# Your instructions
Within the entries below, find the lines that hold "lanes" and report only how many there are.

# Entries shown
------------------------

PR #21785, opened 2026-09-21
Rewrite /address-review for the v3 review surface

CamSoper:
### Proposed changes

`/address-review` was half-migrated. `review-worklist.py` has been v3-aware for a while -- it detects the author card, parses `REVIEW_STATE`, extracts `F<n>` ids, reads the reviewer brief, and knows the `author-answer` / `reviewer-check` buckets. The skill's prose still described v2 exclusively. Net effect: an agent following the skill got a correct v3 worklist and then applied v2 instructions to it. Nothing crashed, it just burned model calls on `#update-review` for things `/resolve` does for free, treated blocking ❓ items as advisory, and called PRs "ready" on the wrong gate.

This makes v3 the described path and keeps v2 as an explicit legacy section.

**`.claude/commands/address-review/SKILL.md`**

- Surface detection is explicit now, and tests for `CLAUDE_REVIEW_AUTHOR` **first** -- the v3 card keeps `<!-- CLAUDE_REVIEW 1/1 -->` as a legacy alias on its first line, so the obvious check reads every v3 PR as v2. That one bit me while writing this.
- Ids are `F<n>`, stable across re-reviews, not synthetic `bucket:L<n>`.
- Real bucket order: 🚨 outstanding and ❓ author-answer both block merge; ⚠️ reviewer-check is advisory and lives on the brief, addressed to the approver.
- `REVIEW_STATE` is the ledger; `.review-worklist-<PR>.json` is a cache for style items (no `F<n>`) and in-progress notes.
- Adds the `/resolve F<n> <disposition>[: reason]` lane with its actual constraints: PR author or write/maintain/admin, fails closed on an unreadable permission, ignored for bot accounts, reason required for `deferred`/`accepted`/`not-applicable`. Includes a table for picking between push / `/resolve` / `#update-review`.
- Documents `author-accepted`. A non-`fixed` disposition by the PR author collapses to it with the original preserved, and stays visible to the human approver. Worth knowing before you tell someone to refute their own finding.
- "Done" is the Sentinel where it runs -- findings answered, routed team approved, CI green, no conflict -- not `--require-clean` alone. G3 is never the author's to clear, and a push can only dismiss approvals.
- Freshness uses `pinned-comment.sh last-reviewed-sha` instead of grepping the head sentinel out of a fetched body.

**`references/dispositions.md`** -- where a disposition actually lives, the two write lanes, the `author-accepted` rule, and per-bucket rules for ❓ and ⚠️.

**`references/watching.md`** -- mechanical lanes skip the model review but never the approver, and `#new-review` is called out as the only thing that migrates a v2 PR (people will reach for it as a retry otherwise).

**Two stale rollout claims corrected:** `output-format.md` said the v2 surface "remains the default" and `AGENTS.md` called v3 a staged rollout. It's been on repo-wide since the 2026-09-14 flip.

#### v2 straggler roster

Verified by reading the comments on every open PR carrying a review marker, not by search -- GitHub's comment index is lossy (#21760 has a textbook v3 card and turns up in no marker search at all). **17 open PRs still carry only a v2 monolith:**

| Blocking findings | PRs |
|---|---|
| none (`review:no-blockers`) | #20631, #20949, #21039, #21083, #21149, #21172, #21198, #21210, #21412, #21418, #21432, #21434, #21485, #21487, #21491, #21554 |
| open 🚨 (`review:outstanding-issues`, draft) | #20914 |

No bulk `#new-review` in this PR, deliberately. Sentinel grandfathers a v2 review current at head (`sentinel.py:816`) and scores G2 by counting 🚨 bullets (`:902`), so the sixteen clean ones pass as "legacy review clean" and merge today. Regenerating them costs a full review each and resets any ledger the author already built.

Two things the roster turned up that are worth knowing:

1. **v2 PRs never migrate on their own.** #21485 was refreshed twice *after* the flip, most recently today, and came back v2 both times -- `claude-update.yml` grandfathers the v2 refresh path on purpose. Attrition clears these only when they merge or close, so a long-lived PR stays v2 indefinitely.
2. **A legacy PR with open 🚨 has no way to answer them.** `/resolve` is gated on the v3 surface, so G2 only clears when the findings disappear from the comment. #20914 is the one in that state. That's the case where `#new-review` actually buys something, and the skill now says so.

Separately: #21485's own review notes it's carrying `needs-author-response` and `review:in-progress` with nothing outstanding. Looks like a label-reconciler miss, not fixed here.

#### Verification

- `make lint` -- 1794 files parsed, 0 errors; Prettier clean.
- `make test-review-pipeline` -- all pytest suites, standalone harnesses, and `--self-test` flags pass (including `review-worklist.py` and `sentinel.py`).
- `make build` / `make serve` were not run: Hugo isn't installed in this container, so `make ensure` can't complete. Docs-only change under `.claude/` plus one `AGENTS.md` line, so there's no template or content surface to render.

n/a

### Related issues (optional)

n/a

https://claude.ai/code/session_01AbRpu4W5wyCbMneG1NbTwk

---
_Generated by [Claude Code](https://claude.ai/code/session_01AbRpu4W5wyCbMneG1NbTwk)_


CamSoper:
@claude #update-review

**F1 — fixed** (`5a8229c`). You were right and I had it backwards. `cmd_fetch` goes through `fetch_pinned_bodies` → `list_pinned_comments`, which selects on `^<!-- CLAUDE_REVIEW N/M -->` only; the union-of-role-cards code I'd read is in `cmd_clear`. So the author card comes back (legacy alias on line 1) and the brief doesn't. Dropped the union clause, kept the marker-ordering advice -- it holds for the same reason it always did -- and noted that `review-worklist.py` fetches the brief itself.

**F2 — fixed too** (`5a8229c`), even though it's on the reviewer's card rather than mine. It's the exact species of rot this PR exists to remove, so leaving it would have been funny in the wrong way. The sentence now says to read the mode off the check run instead of trusting any documented rollout state. Checking that before writing it turned up something I'd have gotten wrong: `neutral` covers draft PRs as well as report-only, so "neutral means report-only" would have been a fresh bad claim inside the fix for a bad claim. Both are now stated.

**One more, unprompted** (`7e90f80`): that first push should have tripped the auto-refresh gate and didn't, because fixing F1 and F2 together puts a hunk on a ⚠️ line, and `parse_anchor_ranges` only anchors on the author card's 🚨 and ❓ sections -- so the mixed push gets declined as a whole. My own Step 6 said "every hunk on a flagged line," which is what made that look free. Corrected in both SKILL.md and dispositions.md, since a skill that misdescribes the gate will keep costing people a round.

`make lint` clean on all three.

---

CamSoper:
@claude #update-review

Retrying the errored run, and answering the ⚠️ item while I'm here.

**Reviewer-check item (Step 3 count line) — fixed** (`0c8258a`). It's right: `total` is `len(items)` and `remaining` filters only on `optional`, which reviewer-check items aren't — so the template announced a number smaller than `--require-clean` measures. Folded them into the total and stated the counting rule so the next person doesn't re-derive it.

Also in that commit: this round left the PR carrying `review:error` and `review:no-blockers` simultaneously, and Step 1 presents the state labels as mutually exclusive. That's true by design, but a run that dies *after* writing its cards falsifies it in practice, and an agent reading that table top-down takes the first row that matches. Step 1 now says to believe the cards and their `CLAUDE_REVIEW_HEAD` over the labels when they disagree.

Three things from this round that look like pipeline bugs rather than anything about this diff, flagged rather than touched:

1. **`high_water` went backwards, 2 → 1, and `F1` was reused.** The round-1 F1 (the `fetch` union claim) and F2 (the Sentinel sentence) are gone, and the new reviewer-check item was issued `F1`. Per `scripts/review-v3/README.md` the ids are "monotonically increasing per PR, never reused," with the high-water mark travelling in the evidence object, and "the update lane preserves existing IDs." Practical cost: my round-1 comment saying "F1 — fixed" now sits above an open, unrelated `F1`.
2. **The run errored after publishing.** Both cards were rewritten correctly at `7e90f80` — head advanced, findings cleared, new item added — and *then* the lane posted "review errored." Whatever failed, it failed downstream of a good publish.
3. **The two state labels above.** Probably a consequence of 2, but `review-label-reconcile.yml` didn't clear it.

Happy to open issues for any of these if they aren't already known.

---

CamSoper:
@claude #update-review

**Fixed** in `1508820`, and the finding is right — my previous round is what introduced it. `extract_items_v3` emits only 🚨 / ❓ / ⚠️ / ✏️ items, all `optional: False`; `optional: True` lives solely in the v2 `BUCKETS` table. So there is no 💡 row on v3 at all, and "remaining excludes only the optional ones, which is 💡 pre-existing alone" was v2 logic sitting in a v3 paragraph. Step 3 now says nothing is optional on v3 (with v2's behavior in parentheses), Step 4's walk ends at ⚠️ with 💡 marked v2-only and the v3 route spelled out, and dispositions.md matches.

Separately, and not a finding about this diff -- **the cards raced on this PR and a recorded disposition was lost.** Two runs composed against `0c8258a` roughly a minute apart and published out of order:

- composed 20:26:14 → **v1**, one open 🚨 F1, `high_water: 1`, `findings: {}`
- composed 20:26:53 → **v2**, that F1 resolved, `REVIEW_STATE` carrying `"F1": {"disposition": "fixed", "sha": "0c8258a22339"}`

The v2 card published at 20:27. The **older** v1 card then overwrote it at 20:30, and the `fixed` disposition went with it. Same shape as the earlier failure, where `apply-update` rejected a patch naming `F2` because a different run had already replaced the cards it was written against -- and the same shape as the `high_water` 2 → 1 regression and the `review:error` + `review:no-blockers` pair.

`publish_guard.py` guards exactly this for the Sentinel check-run ("Overlapping runs for one PR are therefore normal, and this guard is what keeps a stale verdict from overwriting a fresh one"). The card publish path has no equivalent: no head/run-id check, and nothing rejecting a card whose `high_water` is below the prior evidence's, even though `record-evidence.merge_latest` already takes a `max()` on the S3 side.

Not touching it here -- it's shared pipeline code and this is a docs PR. Flagging it because a lost disposition is worse than a crash: the crash announced itself.

---

CamSoper:
@claude #update-review

**Fixed** in `e28dfd8` — the walk example now reads `[1/5]`, matching the count line above it. My round-2 edit changed 4 items to 5 and left the example behind.

Sending this as a mention rather than relying on a push refresh, because the fix lands on a ⚠️ line and `parse_anchor_ranges` only anchors on the author card's 🚨 and ❓ sections. The gate declined the push (`auto-refresh: skipped`), which is the behavior this PR documents.

**The cards raced again, and a second disposition was lost.** Same PR, same head `1508820`:

- composed **20:49:07** → v2, `REVIEW_STATE` carrying `"F1": {"disposition": "fixed", "sha": "1508820834ad"}`
- composed **20:48:08** → v1, `"findings": {}`

The v2 card published first. The **older** v1 card overwrote it at 20:51:52, and the `fixed` disposition went with it — same as the 20:27 → 20:30 loss earlier. Two runs were in flight because the push tripped the auto-refresh gate *and* I mentioned `#update-review` a minute later; that's my error and this repo's own skill warns against it, but a caller mistake shouldn't be able to delete a recorded disposition.

Worth stating plainly: **a lost disposition is worse than the crash that started this thread.** The crash announced itself with `review:error` and a comment. This just quietly empties the block the Sentinel reads for G2, and nothing anywhere says it happened.

Still not touching the pipeline from this PR. The evidence is all on the thread if someone wants to pick it up.

---

CamSoper:
The card race diagnosed above now has a fix in #21788 (draft) -- a stale-publish guard at `pinned-comment.sh upsert --role`, with the two losses from this thread as regression tests. Keeping it out of this PR since it's shared pipeline code.

---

------------------------

# The answer
2